O avanço da cultura sul-coreana no Brasil deixou de acontecer apenas pelas telas e passou a ocupar também os espaços urbanos das grandes cidades. Em São Paulo, festivais temáticos inspirados na Coreia do Sul vêm ganhando força ao transformar gastronomia, música e estética visual em experiências presenciais voltadas principalmente ao público jovem e conectado às redes sociais.
O Festival Sabores e Luzes da Coreia, realizado no Largo da Batata em maio de 2026, exemplificou esse movimento. A proposta combinou referências do entretenimento coreano contemporâneo com elementos tradicionais, criando uma ambientação marcada por lanternas iluminadas, apresentações culturais e forte presença da culinária típica. Mais do que um evento gastronômico, a iniciativa refletiu uma tendência crescente de consumo cultural baseada em experiências imersivas e compartilháveis.
Nos últimos anos, a Coreia do Sul consolidou uma presença global relevante por meio do K-pop, dos doramas e da expansão da chamada “Hallyu”, expressão usada para definir a onda cultural coreana. Esse fenômeno ajudou a ampliar o interesse por hábitos de consumo ligados ao país, incluindo moda, cosméticos, gastronomia e festivais temáticos.
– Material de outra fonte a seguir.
PR #113, opened 2025-02-04
Feature: mypy testing

observingClouds:
## Describe your changes

This introduces mypy as a type checker and fixes some issues/inconsistencies that were found while implementing it.
This is only a start of type checking as many functions do not have type annotations yet, but this could help us to
extend the type checking more and more.

< Please also include relevant motivation and context. >
This was originally motivated by #106 where type-checking could have helped to identify the issue earlier. However, in that particular case it does not help because of other un-typed functions/missing type information of external packages.

< List any dependencies that are required for this change. >
- mypy as pre-commit hook

## Issue Link

## Type of change

## Checklist for reviewers

- [ ] the code is readable
- [ ] the code is well tested

## Checklist for assignee

- [ ] the tests pass


joeloskarsson:
I think this could be a nice addition. As you say, we don't have type hints for major parts of the codebase still, but we could  implement this for the parts that have. And it would be useful when going over existing code and adding such type hints (I think doing that for all code is a bit much of a project for this PR). 

Do you want to resolve the conflicts and I could review this? If it is ready for that?

observingClouds:
With the CI being fixed, this PR is now ready to be reviewed @joeloskarsson. I agree that it would be good to start with the type testing somewhere and build from there.

neural_lam/datastore/base.py
```diff
@@ -285,6 +288,12 @@ def get_xy(self, category: str) -> np.ndarray:
         ----------
         category : str
             The category of the dataset (state/forcing/static).
+        stacked : bool
+            Whether to stack the x, y coordinates. The parameter `stacked` has
+            been introduced in this class. Parent class `BaseDatastore` has the
+            same method signature but without the `stacked` parameter. Defaults
+            to `True` to match the behaviour of `BaseDatastore.get_xy()` which
+            always returns the coordinates stacked.
```
joeloskarsson: Description seems wrong as this is in the BaseDatastore class
```suggestion
            Whether to stack the x, y coordinates.
```

neural_lam/datastore/base.py
```diff
@@ -276,7 +279,7 @@ def boundary_mask(self) -> xr.DataArray:
         pass
 
     @abc.abstractmethod
-    def get_xy(self, category: str) -> np.ndarray:
+    def get_xy(self, category: str, stacked: bool) -> np.ndarray:
```
joeloskarsson, line 282: Do we need to introduce `stacked` already here? I think the original idea was that the `BaseDatastore` does not have to assume that grid points are on a regular 2d grid (that is the assumption introduced in `BaseRegularGridDatastore`). Without that assumption the notion of stacked/not does not really make sense, i.e. we could not have `stacked=False` for an irregular grid.

observingClouds: The problem is that in `def get_xy_extent` we call `xy = self.get_xy(category, stacked=True)`.

observingClouds: The other issue is that adding new method arguments to a subclass function violates some design principles.

joeloskarsson: Ah, I see. Yea that is a problem. I also agree that it is not great that the subclass methods have an additional argument :thinking: It would be better if the "non-stacked" version of `get_xy` that the subclasses have would just be a different method. Anyhow, that's outside the scope of this PR, so you don't have to dive into that.

I suggest either:

1. In `get_xy_extent` change `xy = self.get_xy(category, stacked=True)` to just `xy = self.get_xy(category)`. And set the sub-classes to `stacked=True` as default argument.
2. Keep it as is, with the `stacked` argument present in `BaseDataStore.get_xy`, but add a comment that the `stacked=False` case does not make sense in the general case where grid points are not laid out in a regular 2d grid.

You can decide.

observingClouds: I opted for 2 and adjusted the docstring of both the parent and the sub-class.

neural_lam/datastore/base.py
```diff
@@ -472,19 +480,17 @@ def grid_shape_state(self) -> CartesianGridShape:
...
             The category of the dataset (state/forcing/static).
         stacked : bool
-            Whether to stack the x, y coordinates. The parameter `stacked` has
-            been introduced in this class. Parent class `BaseDatastore` has the
-            same method signature but without the `stacked` parameter. Defaults
-            to `True` to match the behaviour of `BaseDatastore.get_xy()` which
-            always returns the coordinates stacked.
+            Whether to stack the x, y coordinates. Defaults to `True` to match
+            the behaviour of `BaseDatastore.get_xy()` which always returns the
+            coordinates stacked.
```
joeloskarsson: It doesn't default to True anymore. That change makes sense, but we should just fix the docstring to be correct.

```suggestion
            Whether to stack the x, y coordinates.
```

Em cidades como São Paulo, esse tipo de evento também passou a ocupar um papel estratégico na dinâmica urbana. Espaços públicos tradicionalmente associados à circulação cotidiana vêm sendo transformados em ambientes de convivência e entretenimento capazes de atrair grandes fluxos de visitantes, principalmente durante períodos noturnos e finais de semana.
A estética visual se tornou um dos principais pilares dessas experiências. No caso do festival realizado no Largo da Batata, a instalação com mais de 1.500 lanternas coreanas reforçou uma lógica já comum em eventos contemporâneos: criar cenários pensados não apenas para o público presencial, mas também para a circulação digital de imagens e vídeos nas redes sociais.
A gastronomia apareceu como parte importante desse processo de popularização cultural. Pratos como corndog, tteokbokki e frango frito coreano deixaram de ser nichados e passaram a ocupar espaço em festivais, centros urbanos e conteúdos produzidos para plataformas digitais, aproximando referências asiáticas do cotidiano brasileiro.
O crescimento dessas ativações culturais mostra como entretenimento, experiência visual e ocupação urbana passaram a caminhar juntos em grandes centros. Em vez de funcionar apenas como celebrações temáticas, eventos desse tipo ajudam a revelar mudanças mais amplas no comportamento do público e na forma como tendências globais são incorporadas à rotina das cidades brasileiras.